┌──
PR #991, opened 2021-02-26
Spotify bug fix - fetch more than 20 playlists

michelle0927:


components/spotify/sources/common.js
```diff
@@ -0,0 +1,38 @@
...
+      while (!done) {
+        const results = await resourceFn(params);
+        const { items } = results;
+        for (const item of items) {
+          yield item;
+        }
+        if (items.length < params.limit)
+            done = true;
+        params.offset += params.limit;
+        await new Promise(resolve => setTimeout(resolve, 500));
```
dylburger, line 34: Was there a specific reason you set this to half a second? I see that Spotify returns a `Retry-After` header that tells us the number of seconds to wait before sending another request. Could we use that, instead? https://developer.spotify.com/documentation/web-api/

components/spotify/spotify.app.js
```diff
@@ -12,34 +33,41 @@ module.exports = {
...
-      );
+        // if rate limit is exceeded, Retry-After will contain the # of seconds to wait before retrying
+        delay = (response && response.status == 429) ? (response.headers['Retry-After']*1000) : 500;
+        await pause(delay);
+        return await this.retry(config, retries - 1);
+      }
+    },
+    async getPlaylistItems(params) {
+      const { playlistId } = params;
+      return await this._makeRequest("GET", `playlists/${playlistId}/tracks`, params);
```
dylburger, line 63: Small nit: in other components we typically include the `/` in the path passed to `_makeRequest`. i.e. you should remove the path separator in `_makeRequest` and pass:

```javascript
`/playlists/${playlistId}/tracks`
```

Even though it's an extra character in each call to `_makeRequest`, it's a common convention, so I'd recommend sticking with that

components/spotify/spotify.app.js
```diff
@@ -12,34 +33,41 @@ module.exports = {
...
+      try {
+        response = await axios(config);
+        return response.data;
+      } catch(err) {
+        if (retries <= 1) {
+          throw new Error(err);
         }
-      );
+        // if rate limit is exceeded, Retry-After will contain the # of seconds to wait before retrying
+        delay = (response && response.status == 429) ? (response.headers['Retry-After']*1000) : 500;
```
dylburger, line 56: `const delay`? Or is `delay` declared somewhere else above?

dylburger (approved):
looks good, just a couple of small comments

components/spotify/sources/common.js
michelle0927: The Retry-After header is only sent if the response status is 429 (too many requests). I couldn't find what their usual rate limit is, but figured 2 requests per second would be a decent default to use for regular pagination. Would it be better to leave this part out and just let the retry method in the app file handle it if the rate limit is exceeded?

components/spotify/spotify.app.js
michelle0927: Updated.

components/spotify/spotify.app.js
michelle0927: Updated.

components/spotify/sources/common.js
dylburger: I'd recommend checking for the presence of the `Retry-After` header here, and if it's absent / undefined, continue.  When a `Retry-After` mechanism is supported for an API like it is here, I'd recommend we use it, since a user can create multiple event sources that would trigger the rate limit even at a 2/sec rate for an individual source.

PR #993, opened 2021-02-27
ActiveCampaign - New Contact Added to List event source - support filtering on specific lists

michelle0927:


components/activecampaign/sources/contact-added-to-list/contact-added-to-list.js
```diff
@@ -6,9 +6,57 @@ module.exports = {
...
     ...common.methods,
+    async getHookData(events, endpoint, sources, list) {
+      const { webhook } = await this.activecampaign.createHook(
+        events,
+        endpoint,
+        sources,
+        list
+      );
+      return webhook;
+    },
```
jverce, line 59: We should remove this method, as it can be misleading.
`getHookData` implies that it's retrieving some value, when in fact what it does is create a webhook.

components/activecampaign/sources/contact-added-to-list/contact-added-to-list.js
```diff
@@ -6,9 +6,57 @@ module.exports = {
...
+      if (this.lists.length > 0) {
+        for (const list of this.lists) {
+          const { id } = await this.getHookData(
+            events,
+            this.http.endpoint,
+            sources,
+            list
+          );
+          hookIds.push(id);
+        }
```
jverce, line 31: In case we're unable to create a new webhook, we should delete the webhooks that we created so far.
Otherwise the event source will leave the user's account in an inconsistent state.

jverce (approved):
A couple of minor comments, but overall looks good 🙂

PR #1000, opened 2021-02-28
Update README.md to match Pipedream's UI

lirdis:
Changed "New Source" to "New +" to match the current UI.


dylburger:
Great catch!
└──
┌──
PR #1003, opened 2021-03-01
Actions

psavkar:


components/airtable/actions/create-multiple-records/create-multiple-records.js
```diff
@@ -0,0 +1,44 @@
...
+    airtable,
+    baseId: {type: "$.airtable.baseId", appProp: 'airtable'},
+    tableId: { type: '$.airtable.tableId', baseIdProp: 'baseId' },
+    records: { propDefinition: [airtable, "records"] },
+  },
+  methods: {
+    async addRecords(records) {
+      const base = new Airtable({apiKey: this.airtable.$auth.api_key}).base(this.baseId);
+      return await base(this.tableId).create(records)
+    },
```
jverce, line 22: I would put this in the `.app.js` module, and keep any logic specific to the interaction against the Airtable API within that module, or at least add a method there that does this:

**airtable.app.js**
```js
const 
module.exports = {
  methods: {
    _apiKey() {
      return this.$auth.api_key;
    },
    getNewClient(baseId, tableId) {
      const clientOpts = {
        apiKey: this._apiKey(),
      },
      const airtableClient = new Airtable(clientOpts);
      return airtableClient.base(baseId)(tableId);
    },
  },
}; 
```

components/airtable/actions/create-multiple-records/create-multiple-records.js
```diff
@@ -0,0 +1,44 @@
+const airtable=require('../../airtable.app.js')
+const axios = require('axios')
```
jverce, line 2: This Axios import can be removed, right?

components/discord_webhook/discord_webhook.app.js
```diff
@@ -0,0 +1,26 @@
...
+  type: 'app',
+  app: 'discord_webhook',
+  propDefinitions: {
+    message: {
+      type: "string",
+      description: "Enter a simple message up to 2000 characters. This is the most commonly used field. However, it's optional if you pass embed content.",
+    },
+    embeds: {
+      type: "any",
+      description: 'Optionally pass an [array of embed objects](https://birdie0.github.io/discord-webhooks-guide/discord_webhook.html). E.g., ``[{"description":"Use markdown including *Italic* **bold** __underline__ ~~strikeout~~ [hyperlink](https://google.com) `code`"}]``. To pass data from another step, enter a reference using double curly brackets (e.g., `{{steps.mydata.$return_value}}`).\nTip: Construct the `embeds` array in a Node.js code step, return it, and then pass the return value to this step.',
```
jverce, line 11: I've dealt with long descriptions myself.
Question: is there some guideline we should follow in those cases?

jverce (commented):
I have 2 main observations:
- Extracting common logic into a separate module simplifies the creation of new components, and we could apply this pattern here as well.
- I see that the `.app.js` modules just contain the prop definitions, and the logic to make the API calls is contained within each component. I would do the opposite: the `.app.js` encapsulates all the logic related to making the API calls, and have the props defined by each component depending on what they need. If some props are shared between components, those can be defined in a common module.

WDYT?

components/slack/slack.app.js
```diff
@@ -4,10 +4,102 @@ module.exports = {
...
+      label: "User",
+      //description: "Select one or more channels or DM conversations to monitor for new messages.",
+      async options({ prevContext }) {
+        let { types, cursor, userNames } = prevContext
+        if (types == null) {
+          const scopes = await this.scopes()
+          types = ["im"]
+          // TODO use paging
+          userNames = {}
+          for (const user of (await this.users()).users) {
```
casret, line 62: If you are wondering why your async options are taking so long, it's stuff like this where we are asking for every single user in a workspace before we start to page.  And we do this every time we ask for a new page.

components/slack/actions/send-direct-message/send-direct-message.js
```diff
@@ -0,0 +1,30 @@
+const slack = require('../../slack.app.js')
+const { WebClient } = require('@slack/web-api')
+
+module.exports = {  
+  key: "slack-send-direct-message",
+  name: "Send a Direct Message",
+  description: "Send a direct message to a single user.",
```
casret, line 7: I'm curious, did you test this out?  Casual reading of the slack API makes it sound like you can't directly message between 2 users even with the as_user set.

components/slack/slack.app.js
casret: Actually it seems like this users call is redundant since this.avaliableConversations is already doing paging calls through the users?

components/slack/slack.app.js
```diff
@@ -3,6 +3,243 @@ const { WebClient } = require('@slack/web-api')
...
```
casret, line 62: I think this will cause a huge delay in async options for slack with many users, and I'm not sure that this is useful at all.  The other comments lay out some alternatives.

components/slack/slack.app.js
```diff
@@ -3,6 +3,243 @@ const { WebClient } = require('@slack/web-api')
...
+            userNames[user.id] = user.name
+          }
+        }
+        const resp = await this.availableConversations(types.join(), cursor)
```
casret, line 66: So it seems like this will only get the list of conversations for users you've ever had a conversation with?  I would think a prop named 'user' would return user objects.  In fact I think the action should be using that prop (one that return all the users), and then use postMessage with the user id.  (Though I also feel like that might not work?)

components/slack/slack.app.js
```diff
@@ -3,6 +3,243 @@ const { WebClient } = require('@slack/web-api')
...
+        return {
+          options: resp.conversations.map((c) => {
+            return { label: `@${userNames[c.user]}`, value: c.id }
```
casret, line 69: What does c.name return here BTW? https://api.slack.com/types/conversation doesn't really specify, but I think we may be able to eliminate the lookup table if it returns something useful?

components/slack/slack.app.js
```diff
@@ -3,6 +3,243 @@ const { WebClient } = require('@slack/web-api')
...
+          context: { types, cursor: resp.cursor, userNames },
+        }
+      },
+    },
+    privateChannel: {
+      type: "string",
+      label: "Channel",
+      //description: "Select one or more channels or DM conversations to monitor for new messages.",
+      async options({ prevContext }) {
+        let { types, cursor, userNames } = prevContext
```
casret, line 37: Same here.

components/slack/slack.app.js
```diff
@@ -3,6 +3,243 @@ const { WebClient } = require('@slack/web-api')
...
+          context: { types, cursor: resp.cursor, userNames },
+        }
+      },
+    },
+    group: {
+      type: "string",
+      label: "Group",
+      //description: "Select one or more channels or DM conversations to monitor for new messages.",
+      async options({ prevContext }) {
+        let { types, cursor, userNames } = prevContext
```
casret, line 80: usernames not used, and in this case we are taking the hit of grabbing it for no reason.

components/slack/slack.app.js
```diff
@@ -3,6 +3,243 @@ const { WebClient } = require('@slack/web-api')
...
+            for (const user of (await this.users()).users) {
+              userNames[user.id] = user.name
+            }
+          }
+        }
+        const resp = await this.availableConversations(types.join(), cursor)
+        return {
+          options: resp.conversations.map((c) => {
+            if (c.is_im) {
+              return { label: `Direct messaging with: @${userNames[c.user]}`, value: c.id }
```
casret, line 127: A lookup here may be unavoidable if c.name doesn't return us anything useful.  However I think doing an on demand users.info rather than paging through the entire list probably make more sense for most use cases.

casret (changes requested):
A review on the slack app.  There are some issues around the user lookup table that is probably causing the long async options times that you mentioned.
└──
┌──
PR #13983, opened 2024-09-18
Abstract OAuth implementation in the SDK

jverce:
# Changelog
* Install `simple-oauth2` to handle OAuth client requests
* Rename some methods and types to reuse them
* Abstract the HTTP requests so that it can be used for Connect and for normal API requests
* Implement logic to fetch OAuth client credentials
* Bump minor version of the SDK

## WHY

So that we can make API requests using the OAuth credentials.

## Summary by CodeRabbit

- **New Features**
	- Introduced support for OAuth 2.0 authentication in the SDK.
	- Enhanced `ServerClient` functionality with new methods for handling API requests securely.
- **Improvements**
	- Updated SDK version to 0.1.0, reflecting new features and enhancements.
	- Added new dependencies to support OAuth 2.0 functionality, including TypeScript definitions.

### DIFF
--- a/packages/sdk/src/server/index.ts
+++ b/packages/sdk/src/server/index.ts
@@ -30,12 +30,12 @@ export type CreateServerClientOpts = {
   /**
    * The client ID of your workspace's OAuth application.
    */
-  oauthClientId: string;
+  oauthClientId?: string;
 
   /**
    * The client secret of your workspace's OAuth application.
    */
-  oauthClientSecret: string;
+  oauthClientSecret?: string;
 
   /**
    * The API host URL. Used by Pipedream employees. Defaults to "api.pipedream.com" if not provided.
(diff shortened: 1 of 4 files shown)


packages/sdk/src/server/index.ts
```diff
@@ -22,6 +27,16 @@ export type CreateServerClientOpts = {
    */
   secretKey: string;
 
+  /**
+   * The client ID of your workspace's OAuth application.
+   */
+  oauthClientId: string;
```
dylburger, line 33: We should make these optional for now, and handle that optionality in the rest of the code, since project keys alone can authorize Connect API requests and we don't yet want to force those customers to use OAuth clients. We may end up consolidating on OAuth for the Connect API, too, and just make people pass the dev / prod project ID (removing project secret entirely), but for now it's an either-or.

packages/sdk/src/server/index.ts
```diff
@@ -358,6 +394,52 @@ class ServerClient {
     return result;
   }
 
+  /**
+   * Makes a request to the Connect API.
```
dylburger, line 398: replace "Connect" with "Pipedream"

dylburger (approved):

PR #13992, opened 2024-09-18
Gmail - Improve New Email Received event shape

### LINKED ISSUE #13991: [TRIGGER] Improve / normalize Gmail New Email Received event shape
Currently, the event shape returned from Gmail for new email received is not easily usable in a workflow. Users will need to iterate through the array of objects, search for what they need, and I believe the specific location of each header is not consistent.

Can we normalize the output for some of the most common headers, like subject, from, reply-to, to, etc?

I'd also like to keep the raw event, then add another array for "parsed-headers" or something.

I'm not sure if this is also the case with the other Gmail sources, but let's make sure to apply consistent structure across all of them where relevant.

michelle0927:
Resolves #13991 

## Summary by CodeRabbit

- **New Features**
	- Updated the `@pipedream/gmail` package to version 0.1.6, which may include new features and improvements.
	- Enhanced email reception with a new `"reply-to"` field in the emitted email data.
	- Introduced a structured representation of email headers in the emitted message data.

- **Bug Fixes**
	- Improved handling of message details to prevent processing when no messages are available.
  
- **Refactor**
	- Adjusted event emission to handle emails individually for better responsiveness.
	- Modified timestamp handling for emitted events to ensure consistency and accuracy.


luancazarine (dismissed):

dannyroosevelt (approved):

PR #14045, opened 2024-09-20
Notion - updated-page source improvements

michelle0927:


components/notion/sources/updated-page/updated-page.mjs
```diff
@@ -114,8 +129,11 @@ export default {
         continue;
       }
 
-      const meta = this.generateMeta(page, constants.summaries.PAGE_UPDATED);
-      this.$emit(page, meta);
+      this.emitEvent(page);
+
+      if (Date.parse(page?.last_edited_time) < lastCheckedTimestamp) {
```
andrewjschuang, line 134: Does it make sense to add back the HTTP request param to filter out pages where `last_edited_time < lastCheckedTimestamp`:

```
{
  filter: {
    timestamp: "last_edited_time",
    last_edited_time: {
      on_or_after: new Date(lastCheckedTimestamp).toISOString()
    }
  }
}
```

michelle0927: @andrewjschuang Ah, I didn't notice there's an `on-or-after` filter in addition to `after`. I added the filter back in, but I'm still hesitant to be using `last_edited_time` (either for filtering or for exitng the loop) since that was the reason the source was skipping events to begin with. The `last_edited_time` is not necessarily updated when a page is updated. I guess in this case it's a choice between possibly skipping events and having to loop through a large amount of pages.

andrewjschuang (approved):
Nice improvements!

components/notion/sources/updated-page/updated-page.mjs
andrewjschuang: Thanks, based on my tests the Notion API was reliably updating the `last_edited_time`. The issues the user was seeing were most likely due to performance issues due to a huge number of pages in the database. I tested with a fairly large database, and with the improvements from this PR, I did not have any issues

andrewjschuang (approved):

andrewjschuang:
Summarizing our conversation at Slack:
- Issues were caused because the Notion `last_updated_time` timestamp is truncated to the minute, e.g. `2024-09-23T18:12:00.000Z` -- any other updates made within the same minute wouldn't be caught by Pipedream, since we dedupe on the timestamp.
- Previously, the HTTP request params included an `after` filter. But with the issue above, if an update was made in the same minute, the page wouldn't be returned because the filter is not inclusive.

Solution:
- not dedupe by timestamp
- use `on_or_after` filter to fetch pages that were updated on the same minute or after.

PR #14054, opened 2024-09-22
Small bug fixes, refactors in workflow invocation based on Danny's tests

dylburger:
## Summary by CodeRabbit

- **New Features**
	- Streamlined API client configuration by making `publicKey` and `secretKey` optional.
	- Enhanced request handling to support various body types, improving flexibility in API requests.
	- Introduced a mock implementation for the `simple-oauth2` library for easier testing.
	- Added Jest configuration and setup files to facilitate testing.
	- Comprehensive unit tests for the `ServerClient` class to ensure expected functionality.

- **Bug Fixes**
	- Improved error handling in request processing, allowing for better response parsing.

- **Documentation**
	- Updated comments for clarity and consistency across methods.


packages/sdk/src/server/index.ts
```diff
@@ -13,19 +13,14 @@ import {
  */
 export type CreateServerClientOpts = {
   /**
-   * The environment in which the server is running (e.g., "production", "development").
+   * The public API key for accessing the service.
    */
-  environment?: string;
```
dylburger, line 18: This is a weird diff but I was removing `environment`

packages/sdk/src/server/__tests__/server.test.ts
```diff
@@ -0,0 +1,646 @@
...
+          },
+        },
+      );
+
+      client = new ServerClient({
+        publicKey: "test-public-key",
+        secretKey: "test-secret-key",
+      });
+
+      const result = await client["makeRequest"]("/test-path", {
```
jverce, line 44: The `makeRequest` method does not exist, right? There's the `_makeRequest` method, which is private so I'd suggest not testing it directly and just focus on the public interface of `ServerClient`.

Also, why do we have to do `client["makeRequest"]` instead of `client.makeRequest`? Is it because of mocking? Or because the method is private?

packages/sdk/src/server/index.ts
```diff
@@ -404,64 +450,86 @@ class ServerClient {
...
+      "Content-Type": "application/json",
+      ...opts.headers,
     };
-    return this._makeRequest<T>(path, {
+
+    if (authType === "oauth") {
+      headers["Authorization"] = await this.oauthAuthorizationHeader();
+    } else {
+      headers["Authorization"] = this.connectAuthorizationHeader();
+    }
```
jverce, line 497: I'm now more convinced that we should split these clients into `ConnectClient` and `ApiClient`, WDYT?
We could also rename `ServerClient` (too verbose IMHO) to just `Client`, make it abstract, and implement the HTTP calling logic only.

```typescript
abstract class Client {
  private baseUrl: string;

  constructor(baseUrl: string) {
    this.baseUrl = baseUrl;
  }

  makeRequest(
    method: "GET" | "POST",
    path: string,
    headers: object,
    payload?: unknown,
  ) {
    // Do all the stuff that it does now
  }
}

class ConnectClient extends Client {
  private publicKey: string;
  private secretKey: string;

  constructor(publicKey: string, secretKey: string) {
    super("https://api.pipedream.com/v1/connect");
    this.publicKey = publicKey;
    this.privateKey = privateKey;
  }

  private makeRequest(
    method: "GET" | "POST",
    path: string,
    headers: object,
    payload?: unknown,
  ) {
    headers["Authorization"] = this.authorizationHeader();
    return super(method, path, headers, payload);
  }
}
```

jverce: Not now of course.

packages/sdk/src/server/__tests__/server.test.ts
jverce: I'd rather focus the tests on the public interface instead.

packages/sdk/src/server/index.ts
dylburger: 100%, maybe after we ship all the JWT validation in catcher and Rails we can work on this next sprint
└──
* Task statement:
Return each line from the material that includes the string "interface".

* Answer below:
jverce, line 44: The `makeRequest` method does not exist, right? There's the `_makeRequest` method, which is private so I'd suggest not testing it directly and just focus on the public interface of `ServerClient`.
jverce: I'd rather focus the tests on the public interface instead.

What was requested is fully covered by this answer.